Premiere 06.09.2026 › Kleines Haus 3

I shot a Pop Star

oder wie ich versuchte, das Manifest zur Vernichtung der Männer umzusetzen
nach Valerie Solanas

Handlung

Die Amerikanerin Valerie Solanas bekam früh in ihrem Leben die ganze Härte einer frauenverachtenden Gesellschaft zu spüren. In ihrer Kindheit und Jugend vom Vater missbraucht und geschwängert, gebar sie ein Kind, das von ihrer Mutter großgezogen wurde. Der Verkauf ihres zweiten Kindes, da war sie gerade 15 Jahre alt, sollte dann das Studium der talentierten jungen Frau finanzieren. Doch auch während jener Lehrjahre erlebte sie den Ausschluss gleichberechtigter Teilhabe in einem männerdominierten Milieu. In Solanas wächst eine schriftstellerische Kraft heran, ein künstlerischer Befreiungsschlag aus extremen Lebensbedingungen. Ihre Texte lassen sich nicht glätten, ihr Anspruch an die Kunst ist kompromisslos. So stellte sie der queeren Szene New Yorks Ende der 60er Jahre ihr berühmt-berüchtigtes S.C.U.M.-Manifest vor, mit dem sie Frauen aufforderte, das Geldsystem abzuschaffen, Regierungen zu stürzen und das männliche Geschlecht zu eliminieren. Und wieder biss Solanas auf patriarchalen Granit: diesmal auf den des Künstlers Andy Warhol, auf den sie kurze Zeit später schießen und die Gewalt als anthropologische Konstante fortschreiben sollte.

Regisseurin Monique Hamelmann geht der Frage nach, wieviel Wut die Kunst verträgt und wann eine unmissverständliche Politik in Härte umschlägt.

Besetzung

Dramaturgie

Einfache Sprache

Die amerikamosche Künstlerin Valerie Solanas schrieb im Jahr 1967 das sogenannte SCUM-Manifest.

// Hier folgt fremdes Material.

PR #3343, opened 2023-11-14
Remove modifier rendering if it empty

atyrin:
For testing K2 migration, I'm using the approach of comparing Dokka output with K1. There are a lot of places where the difference is not user-visible but just an empty block `<span class="token keyword"></span>` in signatures. This makes it challenging to analyze the results. The PR should help to omit such `span`s.

### DIFF
--- a/dokka-subprojects/plugin-base/src/main/kotlin/org/jetbrains/dokka/base/signatures/KotlinSignatureProvider.kt
+++ b/dokka-subprojects/plugin-base/src/main/kotlin/org/jetbrains/dokka/base/signatures/KotlinSignatureProvider.kt
@@ -248,7 +248,7 @@ public class KotlinSignatureProvider(
                 p.modifier[sourceSet].takeIf { it !in ignoredModifiers }?.let {
                         if (it is JavaModifier.Empty) KotlinModifier.Open else it
                     }?.name?.let { keyword("$it ") }
-                p.modifiers()[sourceSet]?.toSignatureString()?.let { keyword(it) }
+                p.modifiers()[sourceSet]?.toSignatureString()?.takeIf { it.isNotEmpty() }?.let { keyword(it) }
                 if (p.isMutable()) keyword("var ") else keyword("val ")
                 list(p.generics, prefix = "<", suffix = "> ",
                     separatorStyles = mainStyles + TokenStyle.Punctuation,
@@ -303,7 +303,7 @@ public class KotlinSignatureProvider(
                     f.modifier[sourceSet]?.takeIf { it !in ignoredModifiers }?.let {
                         if (it is JavaModifier.Empty) KotlinModifier.Open else it
                     }?.name?.let { keyword("$it ") }
-                    f.modifiers()[sourceSet]?.toSignatureString()?.let { keyword(it) }
+                    f.modifiers()[sourceSet]?.toSignatureString()?.takeIf { it.isNotEmpty() }?.let { keyword(it) }
                     keyword("fun ")
                     list(
                         f.generics, prefix = "<", suffix = "> ",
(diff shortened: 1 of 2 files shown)


IgnatBeresnev (approved):
:+1: :+1:

dokka-subprojects/plugin-base/src/main/kotlin/org/jetbrains/dokka/base/signatures/KotlinSignatureProvider.kt
```diff
@@ -248,7 +248,7 @@ public class KotlinSignatureProvider(
                 p.modifier[sourceSet].takeIf { it !in ignoredModifiers }?.let {
                         if (it is JavaModifier.Empty) KotlinModifier.Open else it
                     }?.name?.let { keyword("$it ") }
-                p.modifiers()[sourceSet]?.toSignatureString()?.let { keyword(it) }
+                p.modifiers()[sourceSet]?.toSignatureString()?.takeIf { it.isNotEmpty() }?.let { keyword(it) }
```
whyoleg, line 251: Maybe we can just return `null` from `toSignatureString` (used in 12 places with similar pattern) or even don't add any text in `PageContentBuilder.DocumentableContentBuilder#text` if the text is empty? So to fix all empty spans :)

atyrin: 🤷‍♂️ I've just added one more change in place where the `toSignatureString` is not used.

atyrin:
@IgnatBeresnev @vmishenev please look once again. I've changed one more place for a similar case and added a few tests. Also, there is a suggestion from Oleg. Maybe we can address it with another PR later.

dokka-subprojects/plugin-base/src/main/kotlin/org/jetbrains/dokka/base/signatures/KotlinSignatureProvider.kt
IgnatBeresnev: Ideally, it should indeed be fixed once and for all, with some generic tests that check we have no empty spans/text at all. 

However, this place and API is very rarely touched, there's a non-zero chance of new rendering bugs or corner cases appearing (especially if changes are made in `DocumentableContentBuilder#text`), and the empty span bugs are very minor and not noticeable by the users.

I'm afraid it might take way more time than what it's worth for now, so I'd focus on just removing obstacles for testing K2 and simplifying the diff.

IgnatBeresnev (approved):
I think it's good to go as it addresses one specific problem: simplifies the diffs for testing K2. 

It sucks to walk past the bad code you can easily improve, but I'd say fixing old technical debt falls outside the scope of this particular PR, as it wasn't even planned to begin with

dokka-subprojects/plugin-base/src/main/kotlin/org/jetbrains/dokka/base/signatures/KotlinSignatureProvider.kt
whyoleg: I agree, better not to do it now. Thought, may be we should at least create issue to track this? Something like `Remove empty spans/tags in HTML`? (interesting, are other formatters affected?)

whyoleg (approved):

vmishenev (approved):

dokka-subprojects/plugin-base/src/main/kotlin/org/jetbrains/dokka/base/signatures/KotlinSignatureProvider.kt
atyrin: I've created that one: https://github.com/Kotlin/dokka/issues/3344
Feel free to rewrite and add possible areas of improvement.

„Scum“ ist ein englisches Wort. Es bedeutet „Abschaum“.

Mit diesem Wort meint Solanas aber nicht Männer.

Sie meint auf augenzwinkernde Weise Frauen:

Frauen sollen nicht mehr allen gefallen.

Sie sollen die Gesellschaft verändern.

Sie sollen Regierungen stürzen und das Geldsystem abschaffen.

Der Text ist sehr radikal.

Er fordert sogar eine Welt ohne Männer.

Deshalb ist er bis heute ein wichtiger und umstrittener Text im Feminismus.

Valerie Solanas hatte ein sehr schweres Leben.

Als Kind wurde sie von ihrem Vater missbraucht.

Sie bekam früh Kinder. Beide wurden weggegeben.

Auch im Studium wurde Valerie Solanas nicht gleich behandelt.

Männer hatten mehr Macht.

Solanas fühlte sich ausgeschlossen.

Sie war eine starke Schriftstellerin.

In ihren Texten zeigt sie viel Wut.

Diese Wut kommt aus ihren Erfahrungen.

Sie schreibt offen und ohne Kompromisse.

In den 1960er Jahren lebte sie in New York City.

Auch dort erlebte sie Ungleichheit.

Sie traf den Künstler Andy Warhol.

Später schoss sie auf ihn.

Das zeigt: In ihrem Leben spielte Gewalt leider eine große Rolle.

Heute stellt sich die Frage:

Wie viel Wut darf Kunst zeigen?

Und wann wird aus Wut Gewalt?

Die Regisseurin Monique Hamelmann beschäftigt sich mit diesen Fragen.